Exercise →
Repeat the lines of the data that follow, please, starting at the first and stopping after the one with "problem? Please describe.**".

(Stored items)
━━━━━━━━━━━━━━━━

Issue #463, opened 2019-09-25
Simpler looping over NeighborLists


vyasr:
**Is your feature request related to a problem? Please describe.**
Certain internal methods are not reductions over bonds, but actual per-bond calculations that also store outputs on a per-bond basis. Currently there's some friction with writing this code because compute classes have to keep track of bond ids and loop indices.

**Describe the solution you'd like**
It should be simple to generalize the existing NeighborList iterator in NeighborComputeFunctional to also provide a bond id, so the lambda function would have signature `(size_t bond_idx, NeighborBond nb)`.

vyasr:
As part of this, we would also want a standard way of making the NeighborList from NeighborQuery objects if no NeighborList is provided.

vyasr:
The standard function was implemented in #472 as `makeDefaultNlist` in `NeighborComputeFunctional.cc`.

vyasr:
As of now there aren't enough use-cases for the generic looping over a `NeighborList` to be necessary. The three classes using it are `LocalDescriptors`, `LocalBondProjection`, and `AngularSeparationNeighbor`, but `LocalDescriptors` works a bit differently because it needs to loop per point and then for each bond per point, whereas the other two are truly per-bond calculations. If future uses come up for this, we can reopen, but for now it's not a common enough calculation to be worth generalizing.

PR #472, opened 2019-09-27
Refactor/neighbors arg

### LINKED ISSUE #466: Standardize query argument usage in compute methods
All neighbor-based compute methods in freud need to accept query arguments in addition to NeighborList objects.

vyasr:
## Description
Standardize the usage of a `neighbors` argument everywhere. This argument can be either a dictionary or a `NeighborList` (or `None` if a class has default query arguments), and this object is resolved by standard preprocessing in the `PairCompute` class.

Note that I have intentionally chosen _not_ to update the docstrings. #348 will help in providing a standard place to provide documentation, which all these docstrings need to point to. I prefer to do this all at once so that we can put some thought into the appropriate docstring.

## Motivation and Context
This resolves #466 and the second part of #463. Also contributes to #266 and #179. 

## How Has This Been Tested?
Existing tests pass after being adapted to use the new API.

## Types of changes

## Checklist:

### DIFF
--- a/cpp/environment/AngularSeparation.cc
+++ b/cpp/environment/AngularSeparation.cc
@@ -3,6 +3,7 @@
 
 #include "AngularSeparation.h"
 #include "utils.h"
+#include "NeighborComputeFunctional.h"
 
 #if defined _WIN32
 #undef min // std::min clashes with a Windows header
@@ -55,25 +56,28 @@ float computeMinSeparationAngle(const quat<float> ref_q, const quat<float> q, co
     return min_angle;
 }
 
-void AngularSeparationNeighbor::compute(const quat<float>* orientations, unsigned int n_points,
-                         const quat<float>* query_orientations, unsigned int n_query_points,
-                         const quat<float>* equiv_orientations, unsigned int n_equiv_orientations,
-                         const freud::locality::NeighborList* nlist)
+void AngularSeparationNeighbor::compute(const locality::NeighborQuery *nq, const quat<float>* orientations,
+                 const vec3<float>* query_points,
+                 const quat<float>* query_orientations, unsigned int n_query_points,
+                 const quat<float>* equiv_orientations, unsigned int n_equiv_orientations,
+                 const freud::locality::NeighborList* nlist, locality::QueryArgs qargs)
 {
-    nlist->validate(n_query_points, n_points);
+    // This function requires a NeighborList object, so we always make one and store it locally.
+    locality::NeighborList m_nlist = locality::makeDefaultNlist(nq, nlist, query_points, n_query_points, qargs);
+    m_nlist.validate(n_query_points, nq->getNPoints());
 
-    const size_t tot_num_neigh = nlist->getNumBonds();
+    const size_t tot_num_neigh = m_nlist.getNumBonds();
     m_angles.prepare(tot_num_neigh);
 
-    util::forLoopWrapper(0, n_points, [=](size_t begin, size_t end) {
-        size_t bond(nlist->find_first_index(begin));
+    util::forLoopWrapper(0, nq->getNPoints(), [=](size_t begin, size_t end) {
+        size_t bond(m_nlist.find_first_index(begin));
         for (size_t i = begin; i < end; ++i)
         {
             quat<float> q = orientations[i];
 
-            for (; bond < tot_num_neigh && nlist->getNeighbors()(bond, 0) == i; ++bond)
+            for (; bond < tot_num_neigh && m_nlist.getNeighbors()(bond, 0) == i; ++bond)
             {
-                const size_t j(nlist->getNeighbors()(bond, 1));
+                const size_t j(m_nlist.getNeighbors()(bond, 1));
                 quat<float> query_q = query_orientations[j];
 
                 float theta = computeMinSeparationAngle(q, query_q, equiv_orientations, n_equiv_orientations);
--- a/cpp/environment/AngularSeparation.cc
+++ b/cpp/environment/AngularSeparation.cc
@@ -63,7 +63,7 @@ void AngularSeparationNeighbor::compute(const locality::NeighborQuery *nq, const
                  const freud::locality::NeighborList* nlist, locality::QueryArgs qargs)
 {
     // This function requires a NeighborList object, so we always make one and store it locally.
-    locality::NeighborList m_nlist = locality::makeDefaultNlist(nq, nlist, query_points, n_query_points, qargs);
+    m_nlist = locality::makeDefaultNlist(nq, nlist, query_points, n_query_points, qargs);
     m_nlist.validate(n_query_points, nq->getNPoints());
 
     const size_t tot_num_neigh = m_nlist.getNumBonds();
--- a/cpp/environment/AngularSeparation.cc
+++ b/cpp/environment/AngularSeparation.cc
@@ -15,10 +15,6 @@
 
 namespace freud { namespace environment {
 
-AngularSeparation::AngularSeparation() {}
-
-AngularSeparation::~AngularSeparation() {}
-
 float computeSeparationAngle(const quat<float> ref_q, const quat<float> q)
 {
     quat<float> R = q * conj(ref_q);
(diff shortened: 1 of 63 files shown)


cpp/environment/AngularSeparation.cc
```diff
@@ -42,7 +39,7 @@ float computeMinSeparationAngle(const quat<float> ref_q, const quat<float> q, co
     float min_angle = computeSeparationAngle(ref_q, q);
 
     // loop through all equivalent rotations and see if they have smaller angles with ref_q
-    for (unsigned int i = 0; i < n_equiv_quats; i++)
+    for (unsigned int i = 1; i < n_equiv_quats; ++i)
```
bdice: Is this change from 0 to 1 fixing a bug? I'm not 100% sure how this is initialized.

bdice: Also is there a reason to prefer `++i` over `i++`?

cpp/environment/AngularSeparation.h
```diff
@@ -5,57 +5,83 @@
...
+                 const quat<float>* orientations, unsigned int n_points,
+                 const quat<float>* equiv_orientations, unsigned int n_equiv_orientations);
+
+    //! Returns the last computed global angle array
+    const util::ManagedArray<float> &getAngles() const
+    {
+        return m_angles;
+    }
+
+protected:
```
bdice: I think this should be private for consistency with other classes, unless there's a benefit to `protected` that I'm not aware of.
```suggestion
private:
```

cpp/environment/LocalBondProjection.cc
```diff
@@ -52,32 +52,34 @@ float computeMaxProjection(const vec3<float> proj_vec, const vec3<float> local_b
...
     const vec3<float>* query_points, unsigned int n_query_points,
+    const vec3<float>* proj_vecs,  unsigned int n_proj,
     const quat<float>* equiv_orientations, unsigned int n_equiv_orientations,
-    const freud::locality::NeighborList* nlist)
+    const freud::locality::NeighborList* nlist, locality::QueryArgs qargs)
 {
-    nlist->validate(n_query_points, n_points);
+    // This function requires a NeighborList object, so we always make one and store it locally.
+    m_nlist = locality::makeDefaultNlist(nq, nlist, query_points, n_query_points, qargs);
+    m_nlist.validate(n_query_points, nq->getNPoints());
```
bdice: Might as well stick this validation call into `makeDefaultNlist`?

freud/_box.pxd
```diff
@@ -35,13 +35,17 @@ cdef extern from "Box.h" namespace "freud::box":
...
+        void makeCoordinates(vec3[float]*, unsigned int) const
+        void makeFraction(vec3[float]*, unsigned int) const
+        void getImage(vec3[float]*, unsigned int, vec3[int]*) const
+        # Note that getLatticeVector is a const function, but due to Cython
+        # parsing limitations we cannot have it both be const and pass the
+        # exception back to Cython so we choose to capture the exception since
+        # constness is less important on the Cython side.
         vec3[float] getLatticeVector(unsigned int i) except +
-        void wrap(vec3[float]* vs, unsigned int Nv) except +
+        void wrap(vec3[float]* vs, unsigned int Nv) const
```
bdice: We don't include variable names in these declarations.
```suggestion
        void wrap(vec3[float]*, unsigned int) const
```

freud/_box.pxd
```diff
@@ -35,13 +35,17 @@ cdef extern from "Box.h" namespace "freud::box":
...
-        void makeFraction(vec3[float]*, unsigned int) except +
-        void getImage(vec3[float]*, unsigned int, vec3[int]*) except +
+        void makeCoordinates(vec3[float]*, unsigned int) const
+        void makeFraction(vec3[float]*, unsigned int) const
+        void getImage(vec3[float]*, unsigned int, vec3[int]*) const
+        # Note that getLatticeVector is a const function, but due to Cython
+        # parsing limitations we cannot have it both be const and pass the
+        # exception back to Cython so we choose to capture the exception since
+        # constness is less important on the Cython side.
         vec3[float] getLatticeVector(unsigned int i) except +
```
bdice: We don't include variable names in these declarations.
```suggestion
        vec3[float] getLatticeVector(unsigned int) except +
```

freud/environment.pyx
```diff
@@ -133,8 +131,7 @@ cdef class BondOrder(SpatialHistogram):
 
     @Compute._compute()
     def accumulate(self, box, points, orientations, query_points=None,
-                   query_orientations=None, str mode="bod", nlist=None,
-                   query_args=None):
+                   query_orientations=None, str mode="bod", neighbors=None):
```
bdice: Should `mode` be a constructor argument? Probably. It wouldn't make sense to accumulate multiple frames with different modes.

freud/environment.pyx
```diff
@@ -300,30 +288,29 @@ cdef class LocalDescriptors(Compute):
...
 
     def __dealloc__(self):
         del self.thisptr
 
     @Compute._compute()
-    def compute(self, box, unsigned int num_neighbors, points,
-                query_points=None,
-                orientations=None, mode='neighborhood', nlist=None):
+    def compute(self, box, points,
+                query_points=None, orientations=None, mode='neighborhood',
```
bdice: Same here -- should `mode` be a constructor argument?

freud/environment.pyx
```diff
@@ -385,32 +362,29 @@ cdef class LocalDescriptors(Compute):
...
+            nq.get_ptr(),
+            <vec3[float]*> &l_query_points[0, 0], num_query_points,
             l_orientations_ptr, l_mode,
-            nlist_.get_ptr())
+            nlistptr.get_ptr(), dereference(qargs.thisptr))
         return self
 
+    @Compute._computed_property()
+    def nlist(self):
+        return freud.locality.nlist_from_cnlist(self.thisptr.getNList())
```
bdice, line 382: This method is very similar to the `BoxFromCPP` method. Would be nice to standardize the naming of these somehow. Or just see if they can be class methods of the `Box` and `NeighborList` classes?

freud/locality.pyx
```diff
@@ -560,6 +550,25 @@ cdef class NeighborList:
         return self
 
 
+cdef NeighborList nlist_from_cnlist(freud._locality.NeighborList *c_nlist):
+    """Create a Python NeighborList object that points to an existing C++
+    NeighborList object.
+
+    This functions generally serves two purposes. Any special locality
+    NeighborList generators, like :class:`~.Voronoi`, should use this as a way
+    to point to the C++ Neighborlist they generate internally. Additionally,
```
```suggestion
    to point to the C++ NeighborList they generate internally. Additionally,
```

tests/test_environment_AngularSeparation.py
```diff
@@ -1,61 +1,74 @@
...
 import numpy as np
 import freud
-import rowan
 import unittest
 from util import make_box_and_random_points
 
 
 class TestAngularSeparation(unittest.TestCase):
-    def test_getN(self):
+    def test_getN_global(self):
```
bdice: This should probably be `TestAngularSeparationGlobal.test_getN` instead of `TestAngularSeparation.test_getN_global`.

bdice (changes requested):

cpp/environment/AngularSeparation.cc
vyasr: No it isn't fixing a bug. Thanks for the check. I originally thought it was unnecessary to check 0, but then I realized that it actually does need to get checked and I just forgot to change it back.

cpp/environment/AngularSeparation.h
vyasr: There's not really a reason to prefer one over the other for classes with no children. I changed it because I was originally going to have a common parent then realized there was no logic in common. I can change it back to be consistent.

cpp/environment/LocalBondProjection.cc
vyasr: Tbh I'm not sure we even need to validate, it's really designed for `NeighborLists` that are constructed elsewhere and need to be verified. But I'll put it in there for now.

freud/environment.pyx
vyasr: I'm fine with something like that. I'd prefer doing that in a separate PR since we need to do a lot of renaming.

bdice (approved):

━━━━━━━━━━━━━━━━

Response to the exercise →
Issue #463, opened 2019-09-25
Simpler looping over NeighborLists


vyasr:
**Is your feature request related to a problem? Please describe.**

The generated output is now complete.